[Start of Attachment]

PR #90, opened 2023-12-28
Update GraphCache for services & clients along with remaining graph introspection methods

Yadunund:
~This PR builds on top of #86  but with changes from https://github.com/ros2/rmw_zenoh/pull/87. Reviewing might be easier if we merge #87 in and rebase #86.~

Changes introduced:
* Liveliness tokens are put/deleted for service and client entities and GraphCache is updated with this information.
* Implement all remaining graph introspection functions.
* Fixes liveliness tokens when node or topic names have `/` in the middle. Eg `/add_two_ints_server/get_type_description`. Previously such names would get appended to the liveliness token without any substitution which could cause the parsing and reconstruction of `liveliness::Entity` to have incorrect values for types and qos. Now a `SLASH_REPLACEMENT` char is introduced and such names and mangled and demangled to correctly transmit and reconstruct graph information.

To Test:

```bash
# terminal 1
  ros2 run demo_nodes_cpp add_two_ints_server
```

```bash
# terminal 2
ros2 service list

# result
/add_two_ints_server/set_parameters
/add_two_ints_server/set_parameters_atomically
/add_two_ints
/add_two_ints_server/get_type_description
/add_two_ints_server/get_parameter_types
/add_two_ints_server/list_parameters
/add_two_ints_server/get_parameters
/add_two_ints_server/describe_parameters

```

```bash
ros2 node info /add_two_ints

# result 
/add_two_ints_server
  Subscribers:
    /parameter_events: rcl_interfaces/msg/ParameterEvent
  Publishers:
    /rosout: rcl_interfaces/msg/Log
    /parameter_events: rcl_interfaces/msg/ParameterEvent
  Service Servers:
    /add_two_ints_server/get_type_description: type_description_interfaces/srv/GetTypeDescription
    /add_two_ints: example_interfaces/srv/AddTwoInts
    /add_two_ints_server/get_parameter_types: rcl_interfaces/srv/GetParameterTypes
    /add_two_ints_server/list_parameters: rcl_interfaces/srv/ListParameters
    /add_two_ints_server/get_parameters: rcl_interfaces/srv/GetParameters
    /add_two_ints_server/describe_parameters: rcl_interfaces/srv/DescribeParameters
    /add_two_ints_server/set_parameters_atomically: rcl_interfaces/srv/SetParametersAtomically
    /add_two_ints_server/set_parameters: rcl_interfaces/srv/SetParameters
  Service Clients:

  Action Servers:

  Action Clients:
  ```
  
  ## Known issue (currently being investigated)
  ~Starting 3 or more nodes causes the liveliness get query at node initialization to hang indefinitely.~
  * Fixed by https://github.com/ros2/rmw_zenoh/pull/90/commits/689d10231665e6e13277b0ab6b189cfb98158997

### DIFF
--- a/rmw_zenoh_cpp/src/detail/graph_cache.cpp
+++ b/rmw_zenoh_cpp/src/detail/graph_cache.cpp
@@ -963,7 +963,6 @@ rmw_ret_t GraphCache::get_entities_info_by_topic(
   return RMW_RET_OK;
 }
 
-
 ///=============================================================================
 rmw_ret_t GraphCache::service_server_is_available(
   const char * service_name,
--- a/rmw_zenoh_cpp/src/detail/graph_cache.cpp
+++ b/rmw_zenoh_cpp/src/detail/graph_cache.cpp
@@ -963,3 +963,23 @@ rmw_ret_t GraphCache::get_entities_info_by_topic(
   cleanup_endpoints_info.cancel();
   return RMW_RET_OK;
 }
+
+
+///=============================================================================
+rmw_ret_t GraphCache::service_server_is_available(
+  const char * service_name,
+  const char * service_type,
+  bool * is_available)
+{
+  *is_available = false;
+  std::lock_guard<std::mutex> lock(graph_mutex_);
+  GraphNode::TopicMap::iterator service_it = graph_services_.find(service_name);
+  if (service_it != graph_services_.end()){
+    GraphNode::TopicDataMap::iterator type_it = service_it->second.find(service_type);
+    if (type_it != service_it->second.end()){
+      *is_available = true;
+    }
+  }
+
+  return RMW_RET_OK;
+}
--- a/rmw_zenoh_cpp/src/detail/graph_cache.cpp
+++ b/rmw_zenoh_cpp/src/detail/graph_cache.cpp
@@ -755,6 +755,40 @@ rmw_ret_t GraphCache::count_subscriptions(
 }
 
 ///=============================================================================
+rmw_ret_t GraphCache::count_services(
+  const char * service_name,
+  size_t * count) const
+{
+  *count = 0;
+  std::lock_guard<std::mutex> lock(graph_mutex_);
+  if (graph_services_.count(service_name) != 0) {
+    for (const std::pair<const std::string, TopicDataPtr> & it : graph_services_.at(service_name)) {
+      // Iterate through all the types and increment count.
+      *count += it.second->stats_.sub_count_;
+    }
+  }
+
+  return RMW_RET_OK;
+}
+
+///=============================================================================
+rmw_ret_t GraphCache::count_clients(
+  const char * service_name,
+  size_t * count) const
+{
+  *count = 0;
+  std::lock_guard<std::mutex> lock(graph_mutex_);
+  if (graph_services_.count(service_name) != 0) {
+    for (const std::pair<const std::string, TopicDataPtr> & it : graph_services_.at(service_name)) {
+      // Iterate through all the types and increment count.
+      *count += it.second->stats_.pub_count_;
+    }
+  }
+
+  return RMW_RET_OK;
+}
+
+///=============================================================================
 rmw_ret_t GraphCache::get_entity_names_and_types_by_node(
   liveliness::EntityType entity_type,
   rcutils_allocator_t * allocator,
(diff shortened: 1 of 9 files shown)

### CODE REVIEW

File: rmw_zenoh_cpp/src/detail/graph_cache.cpp [hunk 1]
```diff
@@ -84,12 +91,31 @@ void GraphCache::parse_put(const std::string & keyexpr)
...
+            entity_desc = "service";
+            return graph_node.services_;
+
+          } else {
+            entity_desc = "client";
+            return graph_node.clients_;
+          }
+        }();
+      // For the sake of reusing data structures and lookup functions, we treat publishers and clients are equivalent.
+      // Similarly, subscriptions and services are equivalent.
```
clalancette, line 115: I'm somewhat suspicious of this assertion, as they aren't the same thing.  I'm worried that this detail is going to leak out through the RMW APIs, though I haven't tested it directly yet to tell for certain.

rmw_zenoh_cpp/src/detail/graph_cache.cpp
```diff
@@ -84,12 +91,31 @@ void GraphCache::parse_put(const std::string & keyexpr)
...
 
       const liveliness::TopicInfo topic_info = entity.topic_info().value();
-      GraphNode::TopicMap & topic_map = entity.type() ==
-        EntityType::Publisher ? graph_node.pubs_ : graph_node.subs_;
-      const std::string entity_desc = entity.type() ==
-        EntityType::Publisher ? "publisher" : "subscription";
-      const std::size_t pub_count = entity.type() == EntityType::Publisher ? 1 : 0;
+      std::string entity_desc = "";
+      GraphNode::TopicMap & topic_map =
+        [&]() -> GraphNode::TopicMap &
```
clalancette: We really only need to capture `entity_desc`, right?

```suggestion
        [&entity_desc]() -> GraphNode::TopicMap &
```

rmw_zenoh_cpp/src/detail/graph_cache.cpp
```diff
@@ -257,15 +288,19 @@ void GraphCache::parse_del(const std::string & keyexpr)
 
   // Helper lambda to update graph_topics_.
   auto update_graph_topics =
-    [&](const liveliness::TopicInfo topic_info, std::size_t pub_count,
+    [&](const liveliness::TopicInfo topic_info, const EntityType entity_type, std::size_t pub_count,
```
clalancette: I know this was here before, but can we be more explicit about what needs to be captured here?

In point of fact, since this is a method we are calling ourselves, we could possibly get away with no captures and just pass everything we need in as parameters.

rmw_zenoh_cpp/src/detail/liveliness_utils.hpp
```diff
@@ -133,6 +133,12 @@ class PublishToken
     const std::string & token);
 };
 
+/// Replace "/" instances with "§".
```
clalancette:
```suggestion
/// Replace "/" instances with "%".
```

rmw_zenoh_cpp/src/detail/liveliness_utils.hpp
```diff
@@ -133,6 +133,12 @@ class PublishToken
...
+std::string mangle_name(const std::string & input);
+
+/// Replace "§" instances with "/".
```
clalancette:
```suggestion
/// Replace "%" instances with "/".
```

clalancette (changes requested):
I've left a few things to think about, but overall I think this is pretty good.  I have a whole bunch of fixes to go on top of this, so hopefully we can get this cleaned up and merged soon.

rmw_zenoh_cpp/src/detail/graph_cache.cpp
Yadunund: Done https://github.com/ros2/rmw_zenoh/pull/90/commits/aae76cdfd1a9d5501302116846a6f5db0634359b

rmw_zenoh_cpp/src/detail/graph_cache.cpp
Yadunund: Done https://github.com/ros2/rmw_zenoh/pull/90/commits/aae76cdfd1a9d5501302116846a6f5db0634359b

rmw_zenoh_cpp/src/detail/graph_cache.cpp
Yadunund: The alternative is to have separate data structures  and functions for clients and services. It will create unnecessary code duplications but improves readability and maintenance.

clalancette: My main concern is that this is going to leak through to things like "publisher count" and "client count".  But let's stick with what you have for now, and we can update it later if that is a problem.

clalancette (approved):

[End of Attachment]

*Problem description*:
Please restate word for word only the lines running from the line that contains "clalancette: My main" to the final line of the listing above.

*Finished task*:
clalancette: My main concern is that this is going to leak through to things like "publisher count" and "client count".  But let's stick with what you have for now, and we can update it later if that is a problem.

clalancette (approved):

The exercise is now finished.